* _REQUIRED WORK_
Please reproduce every entry, keeping each one exact.

* _SUPPLIED ENTRIES_
PR #9902, opened 2026-05-19
feat: Add custom input labels to built in blocks

mikeharv:
## The basics

### Resolves

Fixes https://github.com/RaspberryPiFoundation/blockly/issues/9660

### Proposed Changes

This adds custom ARIA labels to a bunch built-in blocks, and also adds custom ARIA type names to fields on built in procedure blocks.

#### Input Labels
To determine which blocks needed input labels, a full audit was performed on all built-in blocks that show up in the Categories toolbox of the public playground.

The rule of thumb here was to address blocks where the default computed label, based on block fields, was either missing or unclear. For example, the inputs on the `logic_compare` block would otherwise be labeled as "input 1" and "equals" (or other dropdown value ARIA label). These are changed to "first value" and "second value".
image

The decision to use terms like "condition", "number", "text", and "value" is based on the expected block. While I tried to avoid being overly opinionated, it's impossible to come up with a set of labels all developers will think work equally well. Inputs labels can be specified/overridden either by:
1. providing a `ariaLabelText` (string) with the block definition
2. calling `input.setAriaLabelProvider` (with a string or function) after the block has been created.

The most interesting label providers here are for the input for `controls_whileUntil` and `lists_split`. These label will change depending on the selected value in the blocks `"MODE"` dropdown . The provider for `controls_whileUntil` is specified with an extension because the block definition is in JSON. This is a familiar pattern that other Blockly developers may already be familiar with.

image
image

The proposed changes are shown visually here:
https://docs.google.com/document/d/1VTi1tXK3QrmOIqoDcZ6kjWGO9DzEiiW_CvDxRV4hlsA/edit?tab=t.0#heading=h.xkgll8dimyia

#### Field Type Names
Typically each field subclass specifies its own safe default type name, such as "number" or "dropdown".  In the vast majority of cases, customizing these for specific built-in blocks is not needed. The only ones that seemed worth touching were the name fields for procedure definition and argument blocks. 

imageimage

These were squeezed into the same branch to avoid merge conflicts from competing branches both adding new messages ahead of cutting a new Blockly release.

### Test Coverage

Existing tests were updated to use the new labels. Tests that specifically checks the behavior of unlabeled inputs needed to be updated to remove the `ariaLabelProvider` from blocks in the test instance.


packages/blockly/msg/messages.js
```diff
@@ -1959,7 +1959,7 @@ Blockly.Msg.KEYBOARD_NAV_BLOCK_NAVIGATION_HINT = 'Use %1 to navigate inside of b
 /// Message shown when a user presses Enter with the workspace focused.
 Blockly.Msg.KEYBOARD_NAV_WORKSPACE_NAVIGATION_HINT = 'Use the arrow keys to navigate.';
 /** @type {string} */
-/// Message shown when a user presses Enter with a flyout label (heading) focused.
+/// Message shown when a user presses Enter with a flyout label (heading) focused. Placeholder %1 is the keyboard shortcut for navigating to the next heading.
```
mikeharv, line 1962: This was mistakenly removed during a bad merge conflict.

https://github.com/RaspberryPiFoundation/blockly/pull/9874/changes#r3269203999

packages/blockly/msg/json/en.json
```diff
@@ -522,6 +522,55 @@
 	"INPUT_LABEL_STATEMENT": "command position",
 	"INPUT_LABEL_END_STATEMENT": "End %1",
 	"INPUT_LABEL_EMPTY": "Empty",
+	"INPUT_LABEL_CONDITION": "condition",
+	"INPUT_LABEL_CONDITION_A": "first condition",
+	"INPUT_LABEL_CONDITION_B": "second condition",
+	"INPUT_LABEL_CONDITION_UNTIL": "condition to stop repeating",
```
maribethb: I think I might just call these both "condition" here. you can always press `i` to hear the full block text again, so there's no need to go overly specific.

"condition to stop repeating" is easy to misread as "thing you want to stop doing" instead of "reason you will stop", that's why I would just call it condition.

packages/blockly/msg/json/en.json
```diff
@@ -522,6 +522,55 @@
...
+	"INPUT_LABEL_NUMBER": "number",
+	"INPUT_LABEL_NUMBER_A": "first number",
+	"INPUT_LABEL_NUMBER_B": "second number",
+	"INPUT_LABEL_NUMBER_TO_CHECK": "number to check",
+	"INPUT_LABEL_NUMBER_LIST": "list of numbers",
+	"INPUT_LABEL_MATH_DIVIDEND": "dividend",
+	"INPUT_LABEL_MATH_DIVISOR": "divisor",
+	"INPUT_LABEL_MATH_CHANGE_BY": "amount to change by",
+	"INPUT_LABEL_MATH_CONSTRAIN_VALUE": "number to constrain",
+	"INPUT_LABEL_NUMBER_MIN": "minimum",
```
maribethb, line 539: I think labels that largely repeat text that is already present before the input on the block, should probably be removed. For example if you don't have a custom label then the input will already read "maximum of list" so min/max might be redundant.

whereas if the text does not come before the input then the default label is not as readable so the custom label with more context is more useful

packages/blockly/msg/json/en.json
```diff
@@ -522,6 +522,55 @@
...
+	"INPUT_LABEL_TEXT_POSITION": "letter position",
+	"INPUT_LABEL_TEXT_START_POSITION": "start position",
+	"INPUT_LABEL_TEXT_END_POSITION": "end position",
+	"INPUT_LABEL_TEXT_PROMPT_MESSAGE": "message",
+	"INPUT_LABEL_VARIABLES_SET": "value to set",
+	"INPUT_LABEL_LISTS_CREATE_WITH_ITEM": "value %1",
+	"INPUT_LABEL_LISTS_REPEAT_ITEM": "value to repeat",
+	"INPUT_LABEL_LISTS_REPEAT_NUM": "number of times to repeat",
+	"INPUT_LABEL_LISTS_TO_CHECK": "list to check",
+	"INPUT_LABEL_LISTS_VALUE_TO_FIND": "value to find",
```
maribethb: this is another one where i think the default label might be better ("find [first] occurrence of item, input position")

maribethb (approved):
there are a couple i would tweak but overall looks good!

packages/blockly/msg/json/en.json
mikeharv: These strings aren't actually used for list blocks. I agree with this feedback for the `math_constrain` block as it has suitable enough labels already. However, for `math_random_int` the default labels end up as `"random integer from"` and `"to"`, so I'm going to leave them for that block.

* _RESPONSE_
PR #9902, opened 2026-05-19
feat: Add custom input labels to built in blocks

mikeharv:
## The basics

### Resolves

Fixes https://github.com/RaspberryPiFoundation/blockly/issues/9660

### Proposed Changes

This adds custom ARIA labels to a bunch built-in blocks, and also adds custom ARIA type names to fields on built in procedure blocks.

#### Input Labels
To determine which blocks needed input labels, a full audit was performed on all built-in blocks that show up in the Categories toolbox of the public playground.

The rule of thumb here was to address blocks where the default computed label, based on block fields, was either missing or unclear. For example, the inputs on the `logic_compare` block would otherwise be labeled as "input 1" and "equals" (or other dropdown value ARIA label). These are changed to "first value" and "second value".
image

The decision to use terms like "condition", "number", "text", and "value" is based on the expected block. While I tried to avoid being overly opinionated, it's impossible to come up with a set of labels all developers will think work equally well. Inputs labels can be specified/overridden either by:
1. providing a `ariaLabelText` (string) with the block definition
2. calling `input.setAriaLabelProvider` (with a string or function) after the block has been created.

The most interesting label providers here are for the input for `controls_whileUntil` and `lists_split`. These label will change depending on the selected value in the blocks `"MODE"` dropdown . The provider for `controls_whileUntil` is specified with an extension because the block definition is in JSON. This is a familiar pattern that other Blockly developers may already be familiar with.

image
image

The proposed changes are shown visually here:
https://docs.google.com/document/d/1VTi1tXK3QrmOIqoDcZ6kjWGO9DzEiiW_CvDxRV4hlsA/edit?tab=t.0#heading=h.xkgll8dimyia

#### Field Type Names
Typically each field subclass specifies its own safe default type name, such as "number" or "dropdown".  In the vast majority of cases, customizing these for specific built-in blocks is not needed. The only ones that seemed worth touching were the name fields for procedure definition and argument blocks. 

imageimage

These were squeezed into the same branch to avoid merge conflicts from competing branches both adding new messages ahead of cutting a new Blockly release.

### Test Coverage

Existing tests were updated to use the new labels. Tests that specifically checks the behavior of unlabeled inputs needed to be updated to remove the `ariaLabelProvider` from blocks in the test instance.


packages/blockly/msg/messages.js
```diff
@@ -1959,7 +1959,7 @@ Blockly.Msg.KEYBOARD_NAV_BLOCK_NAVIGATION_HINT = 'Use %1 to navigate inside of b
 /// Message shown when a user presses Enter with the workspace focused.
 Blockly.Msg.KEYBOARD_NAV_WORKSPACE_NAVIGATION_HINT = 'Use the arrow keys to navigate.';
 /** @type {string} */
-/// Message shown when a user presses Enter with a flyout label (heading) focused.
+/// Message shown when a user presses Enter with a flyout label (heading) focused. Placeholder %1 is the keyboard shortcut for navigating to the next heading.
```
mikeharv, line 1962: This was mistakenly removed during a bad merge conflict.

https://github.com/RaspberryPiFoundation/blockly/pull/9874/changes#r3269203999

packages/blockly/msg/json/en.json
```diff
@@ -522,6 +522,55 @@
 	"INPUT_LABEL_STATEMENT": "command position",
 	"INPUT_LABEL_END_STATEMENT": "End %1",
 	"INPUT_LABEL_EMPTY": "Empty",
+	"INPUT_LABEL_CONDITION": "condition",
+	"INPUT_LABEL_CONDITION_A": "first condition",
+	"INPUT_LABEL_CONDITION_B": "second condition",
+	"INPUT_LABEL_CONDITION_UNTIL": "condition to stop repeating",
```
maribethb: I think I might just call these both "condition" here. you can always press `i` to hear the full block text again, so there's no need to go overly specific.

"condition to stop repeating" is easy to misread as "thing you want to stop doing" instead of "reason you will stop", that's why I would just call it condition.

packages/blockly/msg/json/en.json
```diff
@@ -522,6 +522,55 @@
...
+	"INPUT_LABEL_NUMBER": "number",
+	"INPUT_LABEL_NUMBER_A": "first number",
+	"INPUT_LABEL_NUMBER_B": "second number",
+	"INPUT_LABEL_NUMBER_TO_CHECK": "number to check",
+	"INPUT_LABEL_NUMBER_LIST": "list of numbers",
+	"INPUT_LABEL_MATH_DIVIDEND": "dividend",
+	"INPUT_LABEL_MATH_DIVISOR": "divisor",
+	"INPUT_LABEL_MATH_CHANGE_BY": "amount to change by",
+	"INPUT_LABEL_MATH_CONSTRAIN_VALUE": "number to constrain",
+	"INPUT_LABEL_NUMBER_MIN": "minimum",
```
maribethb, line 539: I think labels that largely repeat text that is already present before the input on the block, should probably be removed. For example if you don't have a custom label then the input will already read "maximum of list" so min/max might be redundant.

whereas if the text does not come before the input then the default label is not as readable so the custom label with more context is more useful

packages/blockly/msg/json/en.json
```diff
@@ -522,6 +522,55 @@
...
+	"INPUT_LABEL_TEXT_POSITION": "letter position",
+	"INPUT_LABEL_TEXT_START_POSITION": "start position",
+	"INPUT_LABEL_TEXT_END_POSITION": "end position",
+	"INPUT_LABEL_TEXT_PROMPT_MESSAGE": "message",
+	"INPUT_LABEL_VARIABLES_SET": "value to set",
+	"INPUT_LABEL_LISTS_CREATE_WITH_ITEM": "value %1",
+	"INPUT_LABEL_LISTS_REPEAT_ITEM": "value to repeat",
+	"INPUT_LABEL_LISTS_REPEAT_NUM": "number of times to repeat",
+	"INPUT_LABEL_LISTS_TO_CHECK": "list to check",
+	"INPUT_LABEL_LISTS_VALUE_TO_FIND": "value to find",
```
maribethb: this is another one where i think the default label might be better ("find [first] occurrence of item, input position")

maribethb (approved):
there are a couple i would tweak but overall looks good!

packages/blockly/msg/json/en.json
mikeharv: These strings aren't actually used for list blocks. I agree with this feedback for the `math_constrain` block as it has suitable enough labels already. However, for `math_random_int` the default labels end up as `"random integer from"` and `"to"`, so I'm going to leave them for that block.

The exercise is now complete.